Determinants of mRNA Lifetime and Translation Efficiency

Eukaryotic cells employ a variety of regulatory mechanisms to precisely control protein production. Many of these mechanisms act on the level of the messenger RNA via features encoded in the mRNA itself. However, only a few of these features have been well studied. RNA structure is likely to influence both translation and RNA decay. However, while stable secondary structure protects RNA from hydrolytic decay, some structures may hinder translation, as is well known for translation initiation in prokaryotes. 

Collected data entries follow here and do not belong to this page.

PR #3088, opened 2025-12-09
Fix Auto Generate script to consider option files

tarun-google:
1. Extended Template Auto Generation script to fetch options from files
2. Updated PostgresToIceberg YAML Template with the Auto generate script
Screenshot 2025-12-09 at 2 06 05 PM

### DIFF
--- a/yaml/src/main/yaml/PostgresToIceberg.yaml
+++ b/yaml/src/main/yaml/PostgresToIceberg.yaml
@@ -17,7 +17,7 @@ template:
       "The Output Iceberg table need not exist, but the storage must exist and passed through catalog_properties."
    }
   streaming: false
-  hidden: true
+  hidden: false
 
   options_file:
     - "postgres_options"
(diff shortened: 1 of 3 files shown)


yaml/src/main/yaml/PostgresToIceberg.yaml
```diff
@@ -1,9 +1,23 @@
...
+  yamlTemplateFile: "PostgresToIceberg.yaml"
+  filesToCopy: >
+    {"template.yaml", "main.py", "requirements.txt", "options/postgres_options.yaml", "options/iceberg_options.yaml"}
+  contactInformation: "https://cloud.google.com/support"
+  requirements: {
+     "The Input Postgres instance and table must exist.",
+      "The Output Iceberg table need not exist, but the storage must exist and passed through catalog_properties."
+   }
+  streaming: false
+  hidden: true
```
tarun-google: @derrickaw marking this as hidden, let me know if we want to plan/test somethings before exposing to public

derrickaw: long as we have IT, its ok to keep visible.

derrickaw:
Can you run that script on the KafkaToBigQuery.yaml and verify everything looks good and include the changes in this PR.  Thanks.

PR #3097, opened 2025-12-10
Add Template and Blueprint support for Kafka to Iceberg

tarun-google:
1. Add kafka-Iceberg YAML Blueprint and Template
2. Add Service Options tuned for kafka-Iceberg pipelines

### DIFF
--- a/yaml/src/main/java/com/google/cloud/teleport/templates/yaml/KafkaToIcebergYaml.java
+++ b/yaml/src/main/java/com/google/cloud/teleport/templates/yaml/KafkaToIcebergYaml.java
@@ -280,4 +280,27 @@ public interface KafkaToIcebergYaml {
       example = "60")
   @Validation.Required
   Integer getTriggeringFrequencySeconds();
+
+  @TemplateParameter.Text(
+      order = 25,
+      name = "sdfCheckpointAfterDuration",
+      optional = true,
+      description = "Dataflow Pipeline Option: Duration after which to checkpoint stateful DoFns.",
+      helpText =
+          "Duration after which to checkpoint stateful DoFns. For example: 30s. Documentation: https://docs.cloud.google.com/dataflow/docs/reference/service-options",
+      example = "30s")
+  @Default.String("30s")
+  String getSdfCheckpointAfterDuration();
+
+  @TemplateParameter.Integer(
+      order = 26,
+      name = "sdfCheckpointAfterOutputBytes",
+      optional = true,
+      description =
+          "Dataflow Pipeline Option: Output bytes after which to checkpoint stateful DoFns.",
+      helpText =
+          "Output bytes after which to checkpoint stateful DoFns. For example: 536870912. Documentation: https://docs.cloud.google.com/dataflow/docs/reference/service-options",
+      example = "536870912")
+  @Default.Integer(536870912)
+  Integer getSdfCheckpointAfterOutputBytes();
 }
--- a/yaml/src/main/yaml/KafkaToIceberg.yaml
+++ b/yaml/src/main/yaml/KafkaToIceberg.yaml
@@ -27,6 +27,22 @@ template:
     - iceberg_common_options
     - iceberg_write_options
     - iceberg_streaming_write_options
+    - name: "sdfCheckpointAfterDuration"
+      label: "SDF Checkpoint After Duration"
+      description: "Dataflow Pipeline Option: Duration after which to checkpoint stateful DoFns."
+      help: "Duration after which to checkpoint stateful DoFns. For example: 30s. Documentation: https://docs.cloud.google.com/dataflow/docs/reference/service-options"
+      example: "30s"
+      default: "30s"
+      required: false
+      type: text
+    - name: "sdfCheckpointAfterOutputBytes"
+      label: "SDF Checkpoint After Output Bytes"
+      description: "Dataflow Pipeline Option: Output bytes after which to checkpoint stateful DoFns."
+      help: "Output bytes after which to checkpoint stateful DoFns. For example: 536870912. Documentation: https://docs.cloud.google.com/dataflow/docs/reference/service-options"
+      example: "536870912"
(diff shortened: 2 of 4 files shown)


yaml/src/main/yaml/KafkaToIceberg.yaml
```diff
@@ -0,0 +1,67 @@
...
+
+  options_file:
+    - "kafka_options"
+    - "iceberg_options"
+
+  parameters:
+    - kafka_read_options
+    - iceberg_common_options
+    - iceberg_write_options
+    - iceberg_streaming_write_options
```
tomstepp, line 29: Sorry if I'm missing it, but where are the iceberg options defined?

yaml/src/main/yaml/KafkaToIceberg.yaml
```diff
@@ -0,0 +1,67 @@
...
+        message_name: {{ message_name }}
+        offset_deduplication: {{ offset_deduplication }}
+        redistribute_by_record_key: {{ redistribute_by_record_key }}
+        redistribute_num_keys: {{ redistribute_num_keys }}
+        redistributed: {{ redistributed }}
+        schema: {{ schema }}
+
+    - type: WriteToIceberg
+      name: WriteToIceberg
+      config:
```
tomstepp, line 74: Can we include `direct_write_byte_limit` here? Maybe a default limit could be 64 MB or something.

yaml/src/main/yaml/KafkaToIceberg.yaml
tarun-google: https://github.com/GoogleCloudPlatform/DataflowTemplates/blob/main/yaml/src/main/python/options/iceberg_options.yaml

yaml/src/main/yaml/KafkaToIceberg.yaml
tarun-google: okay, you just added this to beam 2 weeks ago, Beam release is in progress, i can wait and add this

yaml/src/main/yaml/KafkaToIceberg.yaml
tomstepp: Ah thanks, I was accidentally checking Apache Beam instead of GCP templates.

yaml/src/main/yaml/KafkaToIceberg.yaml
tomstepp: Sounds good, thanks!

tarun-google: DataflowTemplates Beam upgrade is pushed to after code freeze. So, i will take this as an improvement.

yaml/src/main/yaml/KafkaToIceberg.yaml
```diff
@@ -0,0 +1,74 @@
...
+        drop: {{ drop }}
+        keep: {{ keep }}
+        only: {{ only }}
+        partition_fields: {{ partitionFields }}
+        table_properties: {{ tableProperties }}
+        triggering_frequency_seconds: {{ triggeringFrequencySeconds }}
+
+options:
+  streaming: true
+  dataflow_service_options:
```
tarun-google, line 88: all the cross lang transforms are routed to runner_v2 so directly passing v2 args

yaml/src/main/java/com/google/cloud/teleport/templates/yaml/KafkaToIcebergYaml.java
```diff
@@ -0,0 +1,283 @@
...
+
+  @TemplateParameter.Text(
+      order = 8,
+      name = "format",
+      optional = true,
+      description = "The encoding format for the data stored in Kafka.",
+      helpText =
+          "The encoding format for the data stored in Kafka. Valid options are: RAW,STRING,AVRO,JSON,PROTO. For example: JSON",
+      example = "JSON")
+  @Default.String("JSON")
```
tomstepp, line 129: Curious why we default to JSON. I'm not sure what's most common. Looks like this is done in a few places.

yaml/src/main/yaml/KafkaToIceberg.yaml
```diff
@@ -0,0 +1,74 @@
...
+    - sdf_checkpoint_after_duration=30s
```
tomstepp: Is there some way for a customer to override these defaults?

Is there some way to provide the matching unbounded source flags?

derrickaw (approved):

yaml/src/main/java/com/google/cloud/teleport/templates/yaml/KafkaToIcebergYaml.java
tarun-google: not sure, following the default, but customers can surely overwrite.

yaml/src/main/yaml/KafkaToIceberg.yaml
tarun-google: all the cross lang transforms are routed to runner_v2(by Beam dataflow runner sdk) so directly passing v2 args, there is no use of passing v1 flags.

Also, customers can still pass additional_experimental args. sorry, let me test override, i am not sure, what gets picked.

tarun-google: Added sdf_checkpoint_after_duration as a jinja param, So we show documentation to user that we are setting it and allow them to override these args

tomstepp (approved):

yaml/src/main/yaml/KafkaToIceberg.yaml
tomstepp: It is possible to run on legacy (v1) runner with both Kafka source and Iceberg sink, so it would be nice to have similar defaults for legacy and portable (v2).

tomstepp: This could be a follow up though.

PR #3101, opened 2025-12-11
Clarify that MongoDB CDC to BigQuery template does not read from MongoDB directly

Abacn:


derrickaw:
Seems stale. Reopen if still valid. Thanks

PR #3107, opened 2025-12-12
Add integration tests to verify table and index limits for live spanner migration from PostgreSQL

nmemond:
This PR is built on top of #3037, that PR should be reviewed and merged first.

This adds integration tests to verify table and index limits during live spanner data migration from a PostgreSQL DB.

This includes tests for the following limits:
- max size of a STRING cell
- max size of data per cell
- max size of a primary key
- max size of an index
- total size of non-key columns (currently ignored because of OOM issues with low-provisioned VMs/DBs)


nmemond:
Closing in favour of #3265.

PR #3111, opened 2025-12-15
[Fix IT] Fix CassandraAllDataTypesIT failing test

aasthabharill:
https://b.corp.google.com/issues/468909414

#### RCA
- reference.conf file using to construct cassandra configuration comes from org/apache/cassandra which is at version 4.18.1 but all other related classes (for eg. TypedDriverOption) come from com/datastax/oss which is at version 4.17.0. This mismatch is causing newer added options/parameters to fail. 

#### Fix:
com.datastax.oss version upgrade to 4.18.1 - this is actually invalid ever since datastax moved to apache so we now have to use the new library org.apache.cassandra with updated version 4.18.1

#### Debugging:
- When i checked the reference.conf file in the java driver core we build (/.m2/repository/org/apache/cassandra/java-driver-core/4.18.1/java-driver-core-4.18.1.jar!/reference.conf) it had the line ```preferred-remote-dcs = [""]```. 
- This reference.conf is automatically merged with our specified .conf file ([Documentation](https://docs.datastax.com/en/developer/java-driver/4.2/manual/core/configuration/index.html): "Since application.conf inherits from reference.conf, you only need to redeclare what you override")
- We strictly check if all the options specified in the final configuration are "valid" configurations by using the class TypedDriverOption (path in jar: /Users/aasthabharill/.m2/repository/com/datastax/oss/java-driver-core/4.17.0/java-driver-core-4.17.0.jar!/com/datastax/oss/driver/api/core/config/TypedDriverOption.class) 

- Problem: 
  - All the updated versions (specifically 4.18) of the java driver are in apache/cassandra (mentioned on datastax website)
  - apache/cassandra is actually used to get the [reference.conf](https://github.com/apache/cassandra-java-driver/blob/ded2985f14e9774cb46dd0104b1f045613bc0279/core/src/main/resources/reference.conf#L583) file we're using which has the ```preferred-remote-dcs = [""]``` field.
  - but we're using TypedDriverOption of datastax version 4.17 which did not have ```preferred-remote-dcs``` in its [reference.conf](https://docs.datastax.com/en/developer/java-driver/4.17/manual/core/configuration/reference/index.html)
  - Because we're using the above outdated TypedDriverOption to get a list of all the "valid" options - we will keep getting errors as and when new options are added.

### DIFF
--- a/v2/spanner-common/src/main/java/com/google/cloud/teleport/v2/spanner/migrations/utils/CassandraDriverConfigLoader.java
+++ b/v2/spanner-common/src/main/java/com/google/cloud/teleport/v2/spanner/migrations/utils/CassandraDriverConfigLoader.java
@@ -54,33 +54,7 @@ public final class CassandraDriverConfigLoader {
    */
   public static DriverConfigLoader loadFile(String path) throws FileNotFoundException {
     URL url = loadSingleFile(path);
-    LOG.info("aastha: Loaded Cassandra Driver config from path {}", path);
-    try {
-      LOG.info(
-          "aastha: Config content:\n{}",
-          com.google.common.io.Resources.toString(url, java.nio.charset.StandardCharsets.UTF_8));
-    } catch (java.io.IOException e) {
-      LOG.warn("aastha: Failed to read config content for logging", e);
-    }
-
-    URL referenceUrl =
-        CassandraDriverConfigLoader.class.getClassLoader().getResource("reference.conf");
-    LOG.info("aastha: reference.conf location: {}", referenceUrl);
-
-    // Log reference.conf content if found
-    if (referenceUrl != null) {
-      try {
-        LOG.info(
-            "aastha: reference.conf content:\n{}",
-            com.google.common.io.Resources.toString(
-                referenceUrl, java.nio.charset.StandardCharsets.UTF_8));
-      } catch (java.io.IOException e) {
-        LOG.warn("aastha: Failed to read reference.conf content for logging", e);
-      }
-    } else {
-      LOG.warn("aastha: reference.conf not found in classpath!");
-    }
-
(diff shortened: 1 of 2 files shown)


v2/spanner-common/src/main/java/com/google/cloud/teleport/v2/spanner/migrations/utils/CassandraDriverConfigLoader.java
```diff
@@ -136,14 +136,8 @@ protected static void putInOptionsMap(
 
     TypedDriverOption option = OPTIONS_SUPPORTED_BY_DRIVER.get(optionName);
     if (Objects.equal(option, null)) {
-      LOG.error(
-          "Unknown Cassandra Option {}, Options supported by driver = {}",
-          optionName,
```
VardhanThigle, line 141: We added this check when we had discovered issues where the code was not setting options as expected.

Removing this can stop tests from failing when they actually should.

Let's discuss this offline and find the best route.

manitgupta: +1

aasthabharill: Thanks for calling out, i'll keep this in mind! I had kept this PR in draft as I'm still analyzing the code—this was just a preliminary check. I'll ping you once the PR is ready

VardhanThigle: Thanks. Sorry I missed that this PR was in draft.

manitgupta (approved):
Let’s wait for all the Cassandra tests to pass before merging.

PR #3138, opened 2025-12-21
Iam test

pratickchokhani:


v1/src/main/java/com/google/cloud/teleport/spanner/ExportTransform.java
```diff
@@ -184,6 +177,19 @@ public ExportTransform(
...
 
+      PCollection<Void> validationSignal =
+              begin
+                      .apply("Trigger Validation", Create.of((Void) null))
+                      .apply(
+                              "Validate Config",
+                              ParDo.of(
+                                      new DoFn<Void, Void>() {
+                                          @ProcessElement
+                                          public void processElement(ProcessContext c) {
```
bharadwaj-aditya, line 188: This validation will happen after the pipeline starts, which is going to be pretty similar to running the import itself.

PR #3140, opened 2025-12-22
[Draft] Break direct dep between live and bulk modules

manitgupta:


manitgupta:
This PR is breaking for other templates `datastream-mongodb-to-firestore`. Shelving this idea for now. We can consider creating a duplicate constant file to limit the change radius to Spanner templates.

PR #3150, opened 2025-12-23
Add PubSubToBigTable blueprint/template

derrickaw:
1. Adds a new PubSubToBigTable blueprint and template
2. Adds a helper support in pubsub
3. ~~Needs a windowing improvement before merging - pending PR - https://github.com/apache/beam/pull/37174~~
4. We previously expected the pending PR above to be needed for this PR, but the PR is only for multi-line support as single line string json is already supported.  Hence why the tests passed on the PR.

### DIFF
--- a/yaml/src/test/java/com/google/cloud/teleport/templates/yaml/PubSubToBigTableYamlIT.java
+++ b/yaml/src/test/java/com/google/cloud/teleport/templates/yaml/PubSubToBigTableYamlIT.java
@@ -19,17 +19,20 @@ import static com.google.common.truth.Truth.assertThat;
 import static org.apache.beam.it.truthmatchers.PipelineAsserts.assertThatPipeline;
 import static org.apache.beam.it.truthmatchers.PipelineAsserts.assertThatResult;
 
+import com.google.api.core.ApiFuture;
+import com.google.api.core.ApiFutures;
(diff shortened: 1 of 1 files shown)


yaml/src/main/yaml/PubSubToBigTable.yaml
```diff
@@ -0,0 +1,87 @@
...
+      example: "projects/your-project-id/topics/your-error-topic-name"
+      required: true
+      type: text
+      order: 1
+
+
+pipeline:
+  type: composite
+  transforms:
+    - type: ReadFromPubSub
```
tarun-google, line 51: why not have an un-opinionated pipeline? can you dump all the fields allowed by IO here? the same with bigtable, write to iceberg. Opinionated Templates can make the usage impossible for some customers. 

https://github.com/apache/beam/blob/ca27526d759ea617166958940671019dea6547e2/sdks/python/apache_beam/yaml/yaml_io.py#L307

derrickaw: I was trying to mimic the existing Dataflow templates and provide the main functionality.  If we wanted to add more flexibility, we can add that in a future PR.  Your preference still to do in this PR?  Thanks.

PR #156, opened 2025-02-26
docs: Update documentation of `map_batches()`

etiennebacher:
I thought `returns_scalar` and `is_elementwise` were already used but they require more work on the Rust side.


R/expr-expr.R
```diff
@@ -1070,102 +1070,117 @@ expr__filter <- function(...) {
...
+#' scalar that will be converted into a Series. If the result is a scalar and
+#' you want it to stay as a scalar, pass in `returns_scalar = TRUE`.
 #'
+#' If you want to apply a custom function elementwise over single values, see
+#' [map_elements()][expr__map_elements]. A reasonable use case for map
+#' functions is transforming the values represented by an expression using a
+#' third-party package.
+#'
+#' @inheritParams rlang::args_dots_empty
+#' @param f Function to apply.
```
etiennebacher, line 1086: Param named `function` in py-polars but it's a keyword in R

R/expr-expr.R
```diff
@@ -1070,102 +1070,117 @@ expr__filter <- function(...) {
...
+#'   a = c(0, 1, 0, 1),
+#'   b = c(1, 2, 3, 4)
+#' )
+#' system.time({
+#'   print(
+#'     df$group_by("a")$agg(
+#'       pl$col("b")$map_batches(\(x) x + 2, agg_list = FALSE)
+#'     )
+#'   )
+#' })
```
etiennebacher, line 1127: This is actually faster than the alternative below so far, it might change with the rework on `.DollarNames`

src/rust/src/map/lazy.rs
```diff
@@ -9,13 +9,13 @@ use savvy::{FunctionSexp, Result};
...
     lambda: FunctionSexp,
-    output_type: Option<&PlRDataType>,
+    return_dtype: Option<&PlRDataType>,
     agg_list: bool,
-    // TODO: support these options
-    // is_elementwise: bool,
-    // returns_scalar: bool,
+    // TODO: use these args
+    _is_elementwise: bool,
+    _returns_scalar: bool,
```
eitsupi, line 16: Why this change?

eitsupi (changes requested):

eitsupi (changes requested):
Not only this time, but please stop making significant non-document changes in the `doc` type.

R/expr-expr.R
etiennebacher: I renamed to `lambda`, it's not like R is consistent on this (sometimes `FUN`, sometimes `f` for function, sometimes `f` for factors, etc.)

etiennebacher:
Done, it's true I tend to mix a bit of features/fixes/docs, sorry about that

eitsupi (approved):
Thanks, let's merge for now.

In this project, we will employ deep learning, to discover RNA features relevant for translation and lifetime in an unbiased way. We will train models to predict properties such as decay rates, ribosome occupancy, and protein expression, from the sequence as well as additional annotations, such as UTRs and coding region. In addition, the input will include RNA secondary structure information, such as accessibility and the location of locally stable structures. The trained models will be analyzed to discover the most relevant (groups of) features and ultimately the underlying biological mechanisms. Hypotheses will be tested by measuring RNA decay and translation on sequences specifically designed to exhibit certain sequence/structure properties.

While the predictors will be of immediate interest for optimizing synthetic mRNAs in medical and biotechnological applications, the focus of the project will be on elucidating mRNA features and the underlying biological mechanisms that control protein production.